New York Appellate Division Rules That Broad Incorporation of Prime Contract Terms Does Not Bind Subcontractor to Arbitration Provision

In Wonder Works Construction Corp. v. R.C. Dolner, Inc.,1 a prime contractor ("Dolner") which attempted to force its subcontractor ("Wonder Works") to arbitrate claims between them on the basis of a broad incorporation by reference of the prime contract's terms—which included an arbitration provision—was prevented from doing so where the subcontract contained no arbitration provision and no express incorporation of the owner-contractor arbitration clause, and where the prime contract itself was inconsistent as to subcontractor arbitrations.

After Wonder Works sued to dismiss the arbitration proceeding, a New York trial court had ruled that the general "flow-down" clause in Wonder Works' subcontract bound Wonder Works to the arbitration process set forth in Dolner's prime contract, and sent the parties to arbitration. Wonder Works appealed, and the New York appellate division overturned the trial court, because under New York law an arbitration agreement must be clear and unequivocal: broad flow-down clauses bind subcontractors only as to scope, quality, character and manner of work to be performed by the subcontractor. Therefore, where the prime contract and subcontract did not clearly express the intent that the subcontractor be bound to arbitration, the general incorporation by reference was insufficient to do so.
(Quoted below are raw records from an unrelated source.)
PR #2698, opened 2020-04-13
Add  model signature

tomasatdatabricks:
This PR introduces signatures and input examples for MLflow models and allows users to log them with their models.

Model signature defines schema of model input and output. The schema is based on a simplified data
frame model defined by a list of (optionally) named and (mandatory) typed columns. The currently
supported data types consists of basic scalar types (bool, integer, long, float, double) and string and binary string. Neither arrays (and multidimensional arrays) nor structured types (struct, map) are supported at this time.

Input example specifies one or more valid inputs (observations) to the model. The example is stored
as json and so the examples are limited to jsonable content with the exception of binary data
provided the signature is defined. If the example includes binary data and model signature is
defined, the binary data is base64 encoded before producing output.

User can construct schema by hand or infer it from a dataset. Input examples are provided as is
(pandas.DataFrame, numpy.ndarray, dictinary or list) and are json serialized  and stored as part of
the model artifacts.

 
## How is this patch tested?
Unit tests in tests/models/test_model_signatures_and_examples.

## Release Notes
Added definition and utilities to allow users to include model signature definition as well as example(s) of input data with their models. Both can be inspected at model deployment time and provide additional information about the model interface. In addition, model signatures can be used by MLflow model deployment e.g. when parsing data (json) or producing typed output (spark udf). 

This PR introduces signatures and input examples for MLflow models and allows users to log them with their models.

Model signature defines schema of model input and output. The schema is based on a simplified data
frame model defined by a list of (optionally) named and (mandatory) typed columns. The currently
supported data types consists of basic scalar types (bool, integer, long, float, double) and string and binary string. Neither arrays (and multidimensional arrays) nor structured types (struct, map) are supported at this time.

Input example specifies one or more valid inputs (observations) to the model. The example is stored
as json and so the examples are limited to jsonable content with the exception of binary data
provided the signature is defined. If the example includes binary data and model signature is
defined, the binary data is base64 encoded before producing output.

User can construct schema by hand or infer it from a dataset. Input examples are provided as is
(pandas.DataFrame, numpy.ndarray, dictinary or list) and are json serialized  and stored as part of
the model artifacts.

Users can now include model signature definition and/ or input example data with model logged with mlflow. These can provide additional information to the users of the model as well as model utilities (safer parsing, type checking).

- [ ] UI
- [ ] CLI
- [ ] API
- [ ] REST-API
- [ ] Examples
- [ ] Docs
- [ ] Tracking
- [ ] Projects
- [ ] Artifacts
- [x] Models
- [ ] Model Registry
- [ ] Scoring
- [ ] Serving
- [ ] R
- [ ] Java
- [x] Python


aarondav:
Is this ready for review?

tomasatdatabricks:
It's ready for review. I am still fixing 2 test issues but that is separate.

aarondav:
(testing out leaving a comment)

aarondav:
Neato!!

mlflow/models/signature.py
```diff
@@ -0,0 +1,464 @@
...
+            return cls(inputs)
+
+    def __eq__(self, other) -> bool:
+        return self.inputs == other.inputs and self.outputs == other.outputs
+
+    def __repr__(self) -> str:
+        return json.dumps({"ModelSignature": self.to_dict()}, indent=2)
+
+
+ModelInputExample = TypeVar('ModelInputExample', pd.DataFrame, np.ndarray, dict, list)
```
aarondav, line 192: Neat: `TypeError: Unexpected type of input_example. Expected one of (pandas.DataFrame, numpy.ndarray, dict, list), got <class 'int'>`

mlflow/models/signature.py
```diff
@@ -0,0 +1,464 @@
...
+class ColSpec(object):
+    """
+    Specification of a column used in model signature.
+    Declares data type and optionally a name.
+    """
+
+    def __init__(self, name: str, type: DataType):  # pylint: disable=redefined-builtin
+        self.name = name
+        try:
+            self.type = getattr(DataType, type) if isinstance(type, str) else type
```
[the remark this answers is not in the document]
tomasatdatabricks: We are using isinstance to determine if the passed value is a string. The getattr(DataType, type) is translating string to Datatype, e.g. getattr(DataType, "boolean") returns DataType.boolean.

mlflow/models/signature.py
```diff
@@ -0,0 +1,464 @@
...
+        return self._numpy_type
+
+
+class ColSpec(object):
+    """
+    Specification of a column used in model signature.
+    Declares data type and optionally a name.
+    """
+
+    def __init__(self, name: str, type: DataType):  # pylint: disable=redefined-builtin
```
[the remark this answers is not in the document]
tomasatdatabricks: type, we are only redefining it in the constructor. I could call it data_type but we call it type in json and this allows us to to ColSpec(**json.loads(...)). I think it's ok to redefine cause it's only in the context of the constructor which does not do that much.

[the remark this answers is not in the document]
tomasatdatabricks: I left name as optional so users can pass unnamed data such as numpy array.

mlflow/models/signature.py
```diff
@@ -0,0 +1,464 @@
...
+    Data types supported by Mlflow model signature.
+    """
+
+    def __new__(cls, value, numpy_type):
+        res = object.__new__(cls)
+        res._value_ = value
+        res._numpy_type = numpy_type
+        return res
+
+    boolean = (1, np.bool)
```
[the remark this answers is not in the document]
tomasatdatabricks: yeah that is just a python enum thing. value is the value of this item in the enum. You do not have to set it and let it be auto assigned. I assigned it explicitly cause I thought it was simpler.

mlflow/models/__init__.py
```diff
@@ -36,28 +43,51 @@ class Model(object):
...
+        if not isinstance(other, Model):
+            return False
+        return self.__dict__ == other.__dict__
+
     def add_flavor(self, name, **params):
         """Add an entry for how to serve the model in a given format."""
         self.flavors[name] = params
         return self
 
+    def get_flavor_conf(self, flavor_name: str):
```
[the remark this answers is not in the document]
tomasatdatabricks: yeah I will remove this from this pr

mlflow/utils/model_utils.py
```diff
@@ -7,6 +7,17 @@
 from mlflow.utils.uri import append_to_uri_path
 
 
+def _get_model_configuration(model_path):
```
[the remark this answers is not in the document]
tomasatdatabricks: I will remove this from this PR

mlflow/models/__init__.py
```diff
@@ -92,12 +127,24 @@ def log(cls, artifact_path, flavor, registered_model_name=None, **kwargs):
...
+                              what data to feed the model.
         :param kwargs: Extra args passed to the model flavor.
         """
         with TempDir() as tmp:
             local_path = tmp.path("model")
             run_id = mlflow.tracking.fluent._get_or_start_run().info.run_id
             mlflow_model = cls(artifact_path=artifact_path, run_id=run_id)
+            if input_example is not None:
+                input_schema = model_signature.inputs if model_signature is not None else None
+                mlflow_model.input_example = save_example(tmp.path(), input_example, input_schema)
```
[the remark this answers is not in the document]
tomasatdatabricks: sorry I missed this comment before. The schema was being used for data conversion but this is no longer the case.

mlflow/models/signature.py
```diff
@@ -0,0 +1,449 @@
...
+from typing import List, Dict, TypeVar
+
+from mlflow.exceptions import MlflowException
+from mlflow.utils.proto_json_utils import NumpyEncoder
+
+
+class TensorsNotSupportedException(MlflowException):
+    def __init__(self, msg):
+        super().__init__("Multidimensional arrays (aka tensors) are not supported. "
+                         "{}".format(msg))
```
aarondav, line 38: just `msg`?

mlflow/models/signature.py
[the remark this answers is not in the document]
aarondav: If name is optional, why is this not `def __init__(self, type: DataType, name: str = None)`?

mlflow/models/signature.py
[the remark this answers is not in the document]
aarondav: Haha - can't we do `DataType[type]`? from https://www.tutorialspoint.com/enum-in-python

mlflow/models/signature.py
```diff
@@ -0,0 +1,449 @@
...
+
+    def __init__(self, name: str, type: DataType):  # pylint: disable=redefined-builtin
+        self.name = name
+        try:
+            self.type = getattr(DataType, type) if isinstance(type, str) else type
+        except AttributeError:
+            raise MlflowException("Unsupported type '{0}', expected instance of DataType or "
+                                  "one of {1}".format(type, [t.name for t in DataType]))
+
+    def to_dict(self) -> Dict[str, str]:
```
aarondav, line 81: nit: `Dict[str, str]` is technically overly restrictive, even if it's OK here. JSON does not have string values.

mlflow/models/signature.py
```diff
@@ -0,0 +1,449 @@
...
+        names_eq = (self.name is None and other.name is None) or self.name == other.name
+        return names_eq and self.type == other.type
+
+    def __repr__(self) -> str:
+        return "{name}: {type}".format(name=self.name, type=self.type)
+
+
+class Schema(object):
+    """
+    Schema specifies column types (:py:class:`DataType`) in a dataset.
```
aarondav, line 98: Maybe document that there is one "input schema" and one "output schema" for a model, to help understandability and differentiating the concepts.

mlflow/models/signature.py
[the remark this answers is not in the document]
tomasatdatabricks: ah yeah, good point, I'll change that.

mlflow/models/signature.py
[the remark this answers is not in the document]
tomasatdatabricks: oh we can? let me try, this was my first time using enums, but it makes sense this should be possible :)

mlflow/models/signature.py
```diff
@@ -0,0 +1,476 @@
...
+
+    def __eq__(self, other) -> bool:
+        return self.inputs == other.inputs and self.outputs == other.outputs
+
+    def __repr__(self) -> str:
+        return json.dumps({"ModelSignature": self.to_dict()}, indent=2)
+
+
+ModelInputExample = TypeVar('ModelInputExample', pd.DataFrame, np.ndarray, dict, list)
+MlflowModelDataset = TypeVar('MlflowModelDataset', pd.DataFrame, np.ndarray, Dict[str, np.ndarray])
```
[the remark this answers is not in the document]
tomasatdatabricks: Do you mean why do we have different type for datasets and examples?

That's because of slight difference in accepted types.

mlflow/models/signature.py
```diff
@@ -0,0 +1,449 @@
...
+    Infer an MLflow model signature from the training data (input) and model predictions (output).
+    This method captures the column names and data types from the user data. The signature
+    represents model input and output as dataframes with (optionally) named columns and data type
+    specified as one of types defined in :py:class:`DataType`. This method will raise
+    an exception if the user data contains incompatible types or is not passed in one of the
+    supported formats (containers).
+
+    Supported input:
+
+    container types:
```
aarondav, line 214: I think container types is common parlance in R, but haven't seen it in python/DataFrame world. Maybe can just that "the input should be one of these", and that "each element should be one of these".

mlflow/models/signature.py
```diff
@@ -0,0 +1,449 @@
...
+      - pandas.DataFrame
+      - dictionary of { name -> numpy.ndarray}
+      - numpy.ndarray
+      - pyspark.sql.DataFrame
```
aarondav, line 218: Do we actually support this one? seems like the TypeVar does not include it.

mlflow/models/signature.py
```diff
@@ -0,0 +1,449 @@
...
+
+def _infer_schema(data: MlflowModelDataset) -> Schema:
+    if hasattr(data, "__len__") and len(data) == 0:
+        return Schema([])
+    if isinstance(data, dict):
+        res = []
+        for col in data.keys():
+            ary = data[col]
+            if not isinstance(ary, np.ndarray):
+                raise TypeError("Data in the dictionary must be of type numpy.ndarray")
```
aarondav, line 418: Why is one of these a TypeError and the other an MlflowException?

mlflow/models/signature.py
```diff
@@ -0,0 +1,449 @@
...
+        for i in binary_cols:
+            col = df.columns[i]
+            df[col] = np.array(df[col].map(_base64decode), dtype=np.bytes_)
+            return df
+    else:
+        return pd.read_json(path_or_str, orient=pandas_orient, dtype=False)
+
+
+def _map_numpy_dtype(col: np.ndarray) -> DataType:
+    if not isinstance(col, np.ndarray):
```
aarondav, line 343: Is this possible? Don't python type ascriptions check this?

mlflow/models/signature.py
```diff
@@ -0,0 +1,449 @@
...
+        raise TypeError("Expected numpy.ndarray, got '{}'.".format(type(col)))
+    if len(col.shape) > 1:
+        raise MlflowException("Expected 1d array, got array with shape {}".format(col.shape))
+    if col.dtype.kind == "b":
+        return DataType.boolean
+    elif col.dtype.kind == "i" or col.dtype.kind == "u":
+        if col.dtype.itemsize < 4 or col.dtype.kind == "i" and col.dtype.itemsize == 4:
```
aarondav, line 350: Mind parentheses?

mlflow/models/signature.py
```diff
@@ -0,0 +1,449 @@
...
+            return DataType.integer
+        elif col.dtype.itemsize < 8 or col.dtype.kind == "i" and col.dtype.itemsize == 8:
```
aarondav, line 352: Same here for the parentheses

mlflow/models/signature.py
```diff
@@ -0,0 +1,449 @@
...
+            return DataType.long
+    elif col.dtype.kind == "f":
+        if col.dtype.itemsize <= 4:
+            return DataType.float
+        elif col.dtype.itemsize <= 8:
+            return DataType.double
+    elif col.dtype.kind == "U":
+        return DataType.string
+    elif col.dtype.kind == "S":
```
aarondav, line 361: Do we have unit tests for all these cases? Would be good to just create a variety of ndarrays and confirm they all work, so I don't have to read the numpy documentation.

mlflow/models/signature.py
```diff
@@ -0,0 +1,449 @@
...
+        return DataType.binary
+    elif col.dtype.kind == "O":
+        first_elem = col[0]
+        if isinstance(first_elem, bytearray) or isinstance(first_elem, bytes) and all(
+                [isinstance(x, bytearray) or isinstance(x, bytes) for x in col]):
+            return DataType.binary
+        elif isinstance(first_elem, str) and all([isinstance(x, str) for x in col]):
```
aarondav, line 368: Is `first_elem` a performance thing? I think `all` short-circuits, so seems unnecessary.

mlflow/models/signature.py
```diff
@@ -0,0 +1,449 @@
...
+
+def _is_spark_df(x) -> bool:
+    try:
+        return isinstance(x, importlib.import_module("pyspark.sql.dataframe").DataFrame)
+    except ImportError:
+        return False
+
+
+def _infer_schema(data: MlflowModelDataset) -> Schema:
+    if hasattr(data, "__len__") and len(data) == 0:
```
aarondav, line 411: Ideally we don't need to do this

mlflow/models/signature.py
```diff
@@ -0,0 +1,449 @@
...
+            schema = _infer_schema(df)
+            return Schema([ColSpec(None, t) for t in schema.column_types()])
+        else:
+            if len(data.shape) == 2:
+                array_type = _map_numpy_dtype(data[0])
+                return Schema([ColSpec(None, array_type)] * data.shape[1])
+            else:
+                array_type = _map_numpy_dtype(data)
+                return Schema([ColSpec(None, array_type)])
+    elif _is_spark_df(data):
```
aarondav, line 444: Is this possible given the type signature?

mlflow/models/signature.py
```diff
@@ -0,0 +1,449 @@
...
+
+        for i in binary_cols:
+            col = df.columns[i]
+            df[col] = np.array(df[col].map(_base64decode), dtype=np.bytes_)
+            return df
+    else:
+        return pd.read_json(path_or_str, orient=pandas_orient, dtype=False)
+
+
+def _map_numpy_dtype(col: np.ndarray) -> DataType:
```
aarondav, line 342: Why is this called map as opposed to `_infer_numpy_dtype`? Maybe just a doc comment would be helpful.

mlflow/models/signature.py
```diff
@@ -0,0 +1,449 @@
...
+    elif col.dtype.kind == "O":
+        first_elem = col[0]
+        if isinstance(first_elem, bytearray) or isinstance(first_elem, bytes) and all(
+                [isinstance(x, bytearray) or isinstance(x, bytes) for x in col]):
+            return DataType.binary
+        elif isinstance(first_elem, str) and all([isinstance(x, str) for x in col]):
+            return DataType.string
+        elif isinstance(first_elem, int) and all([isinstance(x, int) for x in col]):
+            return DataType.long
+        elif isinstance(first_elem, float) and all([isinstance(x, float) for x in col]):
```
aarondav, line 372: How do nulls interact with these conditonals?

mlflow/models/signature.py
```diff
@@ -0,0 +1,449 @@
...
+    elif isinstance(x, pyspark.sql.types.BinaryType):
+        return DataType.binary
+    else:
+        raise Exception("Unsupported Spark Type '{}', MLflow schema is only supported for scalar "
+                        "Spark types.".format(type(x)))
+
+
+def _is_spark_df(x) -> bool:
+    try:
+        return isinstance(x, importlib.import_module("pyspark.sql.dataframe").DataFrame)
```
aarondav, line 405: I think that we can just call `import`.

mlflow/models/signature.py
```diff
@@ -0,0 +1,449 @@
...
+    :param model_input: Valid input to the model. E.g. (a subset of) training dataset.
+    :param model_output: Valid model output. Model predictions for the (subset of) training dataset.
+    :return: ModelSignature
+    """
+    inputs = _infer_schema(model_input)
+    outputs = _infer_schema(model_output) if model_output is not None else None
+    return ModelSignature(inputs, outputs)
+
+
+def save_example(path: str, input_example: ModelInputExample) -> str:
```
aarondav, line 234: Would it make sense to split this file up at all? Right now, it handles a few different concerns -- examples and signature/schema inference seem pretty independent. Also some random stuff about loading DataFrames from JSON. Could have `example.py`, `signature.py`, and `utils.py`, for example, might make it a bit easier to read and understand.

mlflow/models/signature.py
tomasatdatabricks: Hmm, you mean dropping the shared part of the message altogether? Yeah I get it makes sense.

mlflow/models/signature.py
tomasatdatabricks: Makes sense!

mlflow/models/signature.py
tomasatdatabricks: We do support it. The typevar can not have it because it requires importing spark. The typevar is more for a hint, the types are not enforced. I guess alternatively we could mode infer)signature with spark frame into mfllow.spark package but I think this one is nicer, despite the missing type. Maybe I can make the typevar conditional depending on whether pyspark is available.

mlflow/models/signature.py
tomasatdatabricks: The other is the "must me 1 dimensional" exception? Technically that one is not a TypError as it is the right type (numpy array) but wrong value.

mlflow/models/signature.py
tomasatdatabricks: The types are not enforced. It's just an annotation for user and for tools such as IDE.

mlflow/models/signature.py
tomasatdatabricks: Make sense, will add them.

mlflow/models/signature.py
tomasatdatabricks: yeah it's a perf thing, the list that is passed to all would be materialized which I wanted to avoid.

mlflow/models/signature.py
tomasatdatabricks: yes

mlflow/models/signature.py
```diff
@@ -0,0 +1,449 @@
...
+                                      "got shape {}".format(ary.shape))
+        return Schema(res)
+
+    if isinstance(data, pd.DataFrame):
+        return Schema([ColSpec(col, _map_numpy_dtype(data[col].values)) for col in data.columns])
+    elif isinstance(data, np.ndarray):
+        if len(data.shape) > 2:
+            raise MlflowException("Multidimensional arrays (aka tensors) are not supported, "
+                                  "got array with shape {}".format(data.shape))
+        if data.dtype == np.dtype("O"):
```
aarondav, line 433: Maybe document this piece of code and the three cases

mlflow/models/signature.py
```diff
@@ -0,0 +1,449 @@
...
+            df = pd.DataFrame(data).infer_objects()
+            schema = _infer_schema(df)
+            return Schema([ColSpec(None, t) for t in schema.column_types()])
+        else:
```
aarondav, line 437: nit: Probably could elif this

mlflow/models/signature.py
tomasatdatabricks: good question, there is no reason for that! I'll rename it.

mlflow/models/signature.py
tomasatdatabricks: kk makes sense.

mlflow/models/signature.py
tomasatdatabricks: Good question, they return false. I will update the logic. Unclear what to do about integers though. Integers do not have a way to represent NaNs or missing values.

mlflow/models/signature.py
tomasatdatabricks: makes sense, will do

docs/source/python_api/mlflow.models.utils.rst
```diff
@@ -0,0 +1,6 @@
+mlflow.models.utils
+===================
+.. automodule:: mlflow.models.utils
```
aarondav, line 3: Do we really want to expose `mlflow.models.utils`? Couldn't we export important functions in `mlflow.models`? Probably same for `signature`.

docs/source/python_api/mlflow.types.schema.rst
```diff
@@ -0,0 +1,6 @@
+mlflow.types.schema
```
aarondav, line 1: similar here for types.schema, seems like we shouldn't be introducing so many exposed modules for this PR

docs/source/python_api/mlflow.models.utils.rst
aarondav: Btw, I think save_example definitely shouldn't be public initially. It is only available through mlflow model log -- seems fine.

docs/source/python_api/mlflow.models.utils.rst
```diff
@@ -0,0 +1,6 @@
...
+    :members:
+    :undoc-members:
+    :show-inheritance:
```
aarondav, line 6: Documentation looks weird around the experimental warning:

image

docs/source/python_api/mlflow.models.utils.rst
aarondav: Would recommend inlining a subset of the `save_example` documentation. We don't need to assert as many properties (e.g., 2D arrays being unsupported).

Maybe could simplify most of the paragraphs as "The given example will be converted to a Pandas DataFrame and then serialized using the Pandas split-oriented format. Bytes are base64-encoded."

tomasatdatabricks: We do not have to expose mlflow.model.utils if we hide save_example.

docs/source/python_api/mlflow.types.schema.rst
tomasatdatabricks: Yeah I agree, I don't know how to make stuff visible to documentation without exporting the module though.

docs/source/python_api/mlflow.types.schema.rst
```diff
@@ -0,0 +1,6 @@
...
+===================
+.. automodule:: mlflow.types.schema
+    :members:
+    :undoc-members:
+    :show-inheritance:
```
aarondav, line 6: Doesn't look production-ready:

image

docs/source/python_api/mlflow.types.schema.rst
aarondav: Can we embed it into types? We should also get feedback from others on if we should release with these packages, but we can do that post-merge. For now let's just make sure it looks reasonable.

tests/types/test_schema.py
```diff
@@ -0,0 +1,151 @@
...
+        schema = _infer_schema(pandas_df_with_all_types)
+        assert schema == Schema([ColSpec(x, x) for x in pandas_df_with_all_types.columns])
+        spark_session = pyspark.sql.SparkSession(pyspark.SparkContext.getOrCreate())
+        spark_schema = StructType(
+            [StructField(t.name, _parse_datatype_string(t.name), True)
+             for t in schema.column_types()])
+        sparkdf = spark_session.createDataFrame(pandas_df_with_all_types, schema=spark_schema)
+        schema = _infer_schema(sparkdf)
+        assert schema == Schema([ColSpec(x, x) for x in pandas_df_with_all_types.columns])
+    except ImportError:
```
aarondav, line 150: super sketch, why not only run when it's available (e.g., large tests)?

tomasatdatabricks: oh, good catch, I have no idea why it's not just marked large

docs/source/python_api/mlflow.types.schema.rst
tomasatdatabricks: done

aarondav (approved):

The case arose when Dolner received a notice of claim and demand for arbitration from the project's owner, seeking damages for allegedly deficient work. Dolner in turn demanded that its subcontractor Wonder Works be joined to the arbitration as a party. Dolner based its attempt to join Wonder Works to the arbitration on subcontract language that said "with respect to the Work, [subcontractor] agrees to be bound by every term and provision of the Contract documents," and which required Wonder Works "to assume toward [Dolner] all of the duties that [Dolner] has assumed towards [owner]." The subcontract also vested in Dolner "every right and remedy" against Wonder Wall as the prime vested in the owner against Dolner.

Dolner's prime contract included an arbitration clause, but it also had a joinder clause which limited parties who could be joined to those joined by the owner at its sole option. Then, in somewhat contradictory language,, the prime contract also required Dolner's subcontracts to include language which bound the subcontractors to the results of any arbitration between Dolner and the owner, and gave Dolner the right to allow any subcontractor to "participate" in such an arbitration.

While the case involved whether to give binding effect to the flow-down provision in the first instance, its outcome actually rests on the New York law governing arbitration clauses, which states that such clauses must be unambiguous in expressing a clear intent of both parties to arbitrate disputes. Those terms of Dolner's prime contract that addressed arbitration were not clear insofar as they addressed subcontractors. Certain language prohibited joinder except at the owner's sole option, and certain language gave Dolner the right to require any subcontractor to "participate" in an arbitration proceeding but bound subs to the outcome whether or not they participated. So, the court reasoned, the contract terms were too inconsistent elementally to spell out any agreement between Dolner and Wonder Works to arbitrate, even if the flow-down clause were a proper vehicle for expressing such an agreement. Because New York law states that broad incorporation by reference clauses only bind subcontractors to prime contract terms with respect to their work, such a clause, by itself, could not bind a subcontractor to arbitration requirements governing the owner-contractor relationship in the absence of a clear and independent agreement to arbitrate between subcontractor and prime contractor.

The Wonder Works case provides some cautionary guidance to all parties to review each agreement they enter carefully. Casual reliance on standard forms or broad "catch-all" language may well backfire. In New York, it is clear that general contractors cannot rely on broad flow-down clauses to incorporate by reference prime contract dispute resolution provisions into subcontracts. This will require a specific review of every prime contract's disputes process and of standard subcontract language for consistency and to ensure that subcontracts expressly state the means by which the parties will resolve claims.